A precise repetition of every line below is the required answer.

(Collected data entries)
● ● ● ● ●

PR #299, opened 2019-08-22
Alternate configuration directory + 00-multus.conf regeneration

dougbtv:
This is a continuation of #218 and includes @squeed 's commit therein.

In order to address the race condition where openshift-sdn CNI config is loaded by crio/ocicni first and then does not read the `00-multus.conf` file as generated by the entrypoint.

This implements a parameters to enter a loop to detect the presence/absence of the openshift-sdn CNI configuration and a flag to restart CRIO on generation of the `00-multus.conf`. This does **not** override the `"name":` field (e.g. using `--override-network-name=true` which would copy that from source CNI config to generated `00-multus.conf`)

*NOTE*: This may not be necessary if we have the intended changes to ocicni. So I intend to put this on a hold.

In reference to [this BZ](https://bugzilla.redhat.com/show_bug.cgi?id=1732598).

### DIFF
--- a/bindata/network/kuryr/004-daemon.yaml
+++ b/bindata/network/kuryr/004-daemon.yaml
@@ -89,10 +89,10 @@ spec:
       volumes:
       - name: bin
         hostPath:
-          path: /var/lib/cni/bin
+          path: {{.CNIBinDir}}
       - name: net-conf
         hostPath:
-          path: /etc/kubernetes/cni/net.d
+          path: {{.CNIConfDir}}
       - name: config-volume
         configMap:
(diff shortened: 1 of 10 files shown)


dougbtv:
/retest

New changes up to Multus entrypoint to make for a one-shot restart of CRIO in this PR: https://github.com/openshift/multus-cni/pull/23

dougbtv:
Also rebased.

dougbtv:
/hold cancel

@squeed & @dcbw when you're ready, see if this looks alright. Thanks guys.

PR #301, opened 2019-08-27
Set version on network cluster operator with kuryr SDN

luis5tb:
This PR ensures the VERSION field is set on the network cluster
operator config object by adding it to the different kuryr
components, i.e., the kuryr-controller and admission-controller
deployments, and kuryr-cni daemon set.


dulek:
/lgtm

It's worth saying that this fixes setting the network operator to "Available". This is really important change.

PR #302, opened 2019-08-28
Bug 1746360: openshift-sdn: allow empty mode

squeed:
We can fill a sensible default anyways. So this is just confusing and user-unfriendly.


squeed:
No, we always validate before filling defaults. This may be worth a rethink, but that's not the current shape of the code.

PR #303, opened 2019-08-28
Bug 1737026: Use retry mechanism for fixing updates on stale objects in cache

alexanderConstantinescu:
Hi

Following PR [279](https://github.com/openshift/cluster-network-operator/pull/279) the status manager is now thread safe. However, we still face issues concerning stale objects being retrieved from the API server when performing `status.client.Get(context.TODO(), types.NamespacedName{Name: status.name}, co)`. This means that in between two updates the API server does not have enough time to update its cache, so the second update is done on a stale object leading to logs such as: `Failed to update ClusterOperator "network": Operation cannot be fulfilled on clusteroperators.config.openshift.io "network": the object has been modified; please apply your changes to the latest version and try again` which can throw us off. 

This PR introduces the retry mechanism from `client-go`, which should fix this issue.

### DIFF
--- a/pkg/controller/statusmanager/status_manager.go
+++ b/pkg/controller/statusmanager/status_manager.go
@@ -18,6 +18,7 @@ import (
 	"k8s.io/apimachinery/pkg/api/errors"
 	metav1 "k8s.io/apimachinery/pkg/apis/meta/v1"
 	"k8s.io/apimachinery/pkg/types"
+	"k8s.io/client-go/util/retry"
 
 	"sigs.k8s.io/controller-runtime/pkg/client"
 )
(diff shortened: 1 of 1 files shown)


pkg/controller/statusmanager/status_manager.go
```diff
@@ -53,72 +55,73 @@ func New(client client.Client, name, version string) *StatusManager {
...
-			log.Printf("Failed to create ClusterOperator %q: %v", co.Name, err)
-		} else {
-			log.Printf("Created ClusterOperator with conditions:\n%s", string(buf))
+		buf, err := yaml.Marshal(co.Status.Conditions)
+		if err != nil {
+			buf = []byte(fmt.Sprintf("(failed to convert to YAML: %s)", err))
+		}
+		if isNotFound {
+			if err := status.client.Create(context.TODO(), co); err != nil {
+				return fmt.Errorf("Failed to create ClusterOperator %q: %v", co.Name, err)
```
danwinship: `RetryOnConflict` only works if you return the actual client error object. You should do the wrapping outside the `RetryOnConflict` call. (It's ok if the wrapped errors become slightly-less precise.)

pkg/controller/statusmanager/status_manager.go
```diff
@@ -53,72 +55,73 @@ func New(client client.Client, name, version string) *StatusManager {
...
+			}
+			return fmt.Errorf("Created ClusterOperator with conditions:\n%s", string(buf))
```
danwinship: er, no, don't return an error on success. Figure out another way to handle the logging

pkg/controller/statusmanager/status_manager.go
```diff
@@ -113,9 +114,11 @@ func (status *StatusManager) set(reachedAvailableLevel bool, conditions ...confi
 			log.Printf("Created ClusterOperator with conditions:\n%s", string(buf))
 		}
 	} else {
-		err = status.client.Status().Update(context.TODO(), co)
-		if err != nil {
-			log.Printf("Failed to update ClusterOperator %q: %v", co.Name, err)
+		resultErr := retry.RetryOnConflict(retry.DefaultBackoff, func() error {
```
squeed: Is this going to work? I don't think so. You need to re-fetch `co` and re-update it.

alexanderConstantinescu: > Is this going to work? I don't think so.

Why is that?

danwinship: https://github.com/kubernetes/kubernetes/pull/82284/files

danwinship: If that doesn't answer your question then let me know so I can make further improvements there...

alexanderConstantinescu: That makes it more clear. Thanks for that PR

pkg/controller/statusmanager/status_manager.go
```diff
@@ -53,72 +54,76 @@ func New(client client.Client, name, version string) *StatusManager {
 
 // Set updates the ClusterOperator.Status with the provided conditions
 func (status *StatusManager) set(reachedAvailableLevel bool, conditions ...configv1.ClusterOperatorStatusCondition) {
+	err := retry.RetryOnConflict(retry.DefaultBackoff, func() error {
+		co := &configv1.ClusterOperator{ObjectMeta: metav1.ObjectMeta{Name: status.name}}
+		err := status.client.Get(context.TODO(), types.NamespacedName{Name: status.name}, co)
+		isNotFound := errors.IsNotFound(err)
+		if err != nil && !isNotFound {
+			log.Printf("Failed to get ClusterOperator %q: %v", status.name, err)
+			return err
```
danwinship: you're logging `err` outside of the `RetryOnConflict`, so if you log here too we're going to get double error messages. I think you can just remove all the `log.Printf` calls inside the loop. The single error message outside the loop is fine.

alexanderConstantinescu: I thought it would be good to get a lower layer log in case something fails - i.e if it's the `Get`,`Create`,`Update`. Besides, today we log `Updated ClusterOperator with conditions` for every successful update, is removing that acceptable?

danwinship: Definitely keep the non-error logging ("Updated/Created ClusterOperator", etc).

For the errors, they shouldn't really happen, and I think there should be enough information to figure them out without needing further clarification anyway. eg, if it's "Not Found" then that's obviously an error on the "Get". And if it's "no route to host" or "timed out", it doesn't really matter which operation it occurred on...

alexanderConstantinescu: Ok, just updated the PR taking into account your input.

● ● ● ● ●

### Expected answer
PR #299, opened 2019-08-22
Alternate configuration directory + 00-multus.conf regeneration

dougbtv:
This is a continuation of #218 and includes @squeed 's commit therein.

In order to address the race condition where openshift-sdn CNI config is loaded by crio/ocicni first and then does not read the `00-multus.conf` file as generated by the entrypoint.

This implements a parameters to enter a loop to detect the presence/absence of the openshift-sdn CNI configuration and a flag to restart CRIO on generation of the `00-multus.conf`. This does **not** override the `"name":` field (e.g. using `--override-network-name=true` which would copy that from source CNI config to generated `00-multus.conf`)

*NOTE*: This may not be necessary if we have the intended changes to ocicni. So I intend to put this on a hold.

In reference to [this BZ](https://bugzilla.redhat.com/show_bug.cgi?id=1732598).

### DIFF
--- a/bindata/network/kuryr/004-daemon.yaml
+++ b/bindata/network/kuryr/004-daemon.yaml
@@ -89,10 +89,10 @@ spec:
       volumes:
       - name: bin
         hostPath:
-          path: /var/lib/cni/bin
+          path: {{.CNIBinDir}}
       - name: net-conf
         hostPath:
-          path: /etc/kubernetes/cni/net.d
+          path: {{.CNIConfDir}}
       - name: config-volume
         configMap:
(diff shortened: 1 of 10 files shown)


dougbtv:
/retest

New changes up to Multus entrypoint to make for a one-shot restart of CRIO in this PR: https://github.com/openshift/multus-cni/pull/23

dougbtv:
Also rebased.

dougbtv:
/hold cancel

@squeed & @dcbw when you're ready, see if this looks alright. Thanks guys.

PR #301, opened 2019-08-27
Set version on network cluster operator with kuryr SDN

luis5tb:
This PR ensures the VERSION field is set on the network cluster
operator config object by adding it to the different kuryr
components, i.e., the kuryr-controller and admission-controller
deployments, and kuryr-cni daemon set.


dulek:
/lgtm

It's worth saying that this fixes setting the network operator to "Available". This is really important change.

PR #302, opened 2019-08-28
Bug 1746360: openshift-sdn: allow empty mode

squeed:
We can fill a sensible default anyways. So this is just confusing and user-unfriendly.


squeed:
No, we always validate before filling defaults. This may be worth a rethink, but that's not the current shape of the code.

PR #303, opened 2019-08-28
Bug 1737026: Use retry mechanism for fixing updates on stale objects in cache

alexanderConstantinescu:
Hi

Following PR [279](https://github.com/openshift/cluster-network-operator/pull/279) the status manager is now thread safe. However, we still face issues concerning stale objects being retrieved from the API server when performing `status.client.Get(context.TODO(), types.NamespacedName{Name: status.name}, co)`. This means that in between two updates the API server does not have enough time to update its cache, so the second update is done on a stale object leading to logs such as: `Failed to update ClusterOperator "network": Operation cannot be fulfilled on clusteroperators.config.openshift.io "network": the object has been modified; please apply your changes to the latest version and try again` which can throw us off. 

This PR introduces the retry mechanism from `client-go`, which should fix this issue.

### DIFF
--- a/pkg/controller/statusmanager/status_manager.go
+++ b/pkg/controller/statusmanager/status_manager.go
@@ -18,6 +18,7 @@ import (
 	"k8s.io/apimachinery/pkg/api/errors"
 	metav1 "k8s.io/apimachinery/pkg/apis/meta/v1"
 	"k8s.io/apimachinery/pkg/types"
+	"k8s.io/client-go/util/retry"
 
 	"sigs.k8s.io/controller-runtime/pkg/client"
 )
(diff shortened: 1 of 1 files shown)


pkg/controller/statusmanager/status_manager.go
```diff
@@ -53,72 +55,73 @@ func New(client client.Client, name, version string) *StatusManager {
...
-			log.Printf("Failed to create ClusterOperator %q: %v", co.Name, err)
-		} else {
-			log.Printf("Created ClusterOperator with conditions:\n%s", string(buf))
+		buf, err := yaml.Marshal(co.Status.Conditions)
+		if err != nil {
+			buf = []byte(fmt.Sprintf("(failed to convert to YAML: %s)", err))
+		}
+		if isNotFound {
+			if err := status.client.Create(context.TODO(), co); err != nil {
+				return fmt.Errorf("Failed to create ClusterOperator %q: %v", co.Name, err)
```
danwinship: `RetryOnConflict` only works if you return the actual client error object. You should do the wrapping outside the `RetryOnConflict` call. (It's ok if the wrapped errors become slightly-less precise.)

pkg/controller/statusmanager/status_manager.go
```diff
@@ -53,72 +55,73 @@ func New(client client.Client, name, version string) *StatusManager {
...
+			}
+			return fmt.Errorf("Created ClusterOperator with conditions:\n%s", string(buf))
```
danwinship: er, no, don't return an error on success. Figure out another way to handle the logging

pkg/controller/statusmanager/status_manager.go
```diff
@@ -113,9 +114,11 @@ func (status *StatusManager) set(reachedAvailableLevel bool, conditions ...confi
 			log.Printf("Created ClusterOperator with conditions:\n%s", string(buf))
 		}
 	} else {
-		err = status.client.Status().Update(context.TODO(), co)
-		if err != nil {
-			log.Printf("Failed to update ClusterOperator %q: %v", co.Name, err)
+		resultErr := retry.RetryOnConflict(retry.DefaultBackoff, func() error {
```
squeed: Is this going to work? I don't think so. You need to re-fetch `co` and re-update it.

alexanderConstantinescu: > Is this going to work? I don't think so.

Why is that?

danwinship: https://github.com/kubernetes/kubernetes/pull/82284/files

danwinship: If that doesn't answer your question then let me know so I can make further improvements there...

alexanderConstantinescu: That makes it more clear. Thanks for that PR

pkg/controller/statusmanager/status_manager.go
```diff
@@ -53,72 +54,76 @@ func New(client client.Client, name, version string) *StatusManager {
 
 // Set updates the ClusterOperator.Status with the provided conditions
 func (status *StatusManager) set(reachedAvailableLevel bool, conditions ...configv1.ClusterOperatorStatusCondition) {
+	err := retry.RetryOnConflict(retry.DefaultBackoff, func() error {
+		co := &configv1.ClusterOperator{ObjectMeta: metav1.ObjectMeta{Name: status.name}}
+		err := status.client.Get(context.TODO(), types.NamespacedName{Name: status.name}, co)
+		isNotFound := errors.IsNotFound(err)
+		if err != nil && !isNotFound {
+			log.Printf("Failed to get ClusterOperator %q: %v", status.name, err)
+			return err
```
danwinship: you're logging `err` outside of the `RetryOnConflict`, so if you log here too we're going to get double error messages. I think you can just remove all the `log.Printf` calls inside the loop. The single error message outside the loop is fine.

alexanderConstantinescu: I thought it would be good to get a lower layer log in case something fails - i.e if it's the `Get`,`Create`,`Update`. Besides, today we log `Updated ClusterOperator with conditions` for every successful update, is removing that acceptable?

danwinship: Definitely keep the non-error logging ("Updated/Created ClusterOperator", etc).

For the errors, they shouldn't really happen, and I think there should be enough information to figure them out without needing further clarification anyway. eg, if it's "Not Found" then that's obviously an error on the "Get". And if it's "no route to host" or "timed out", it doesn't really matter which operation it occurred on...

alexanderConstantinescu: Ok, just updated the PR taking into account your input.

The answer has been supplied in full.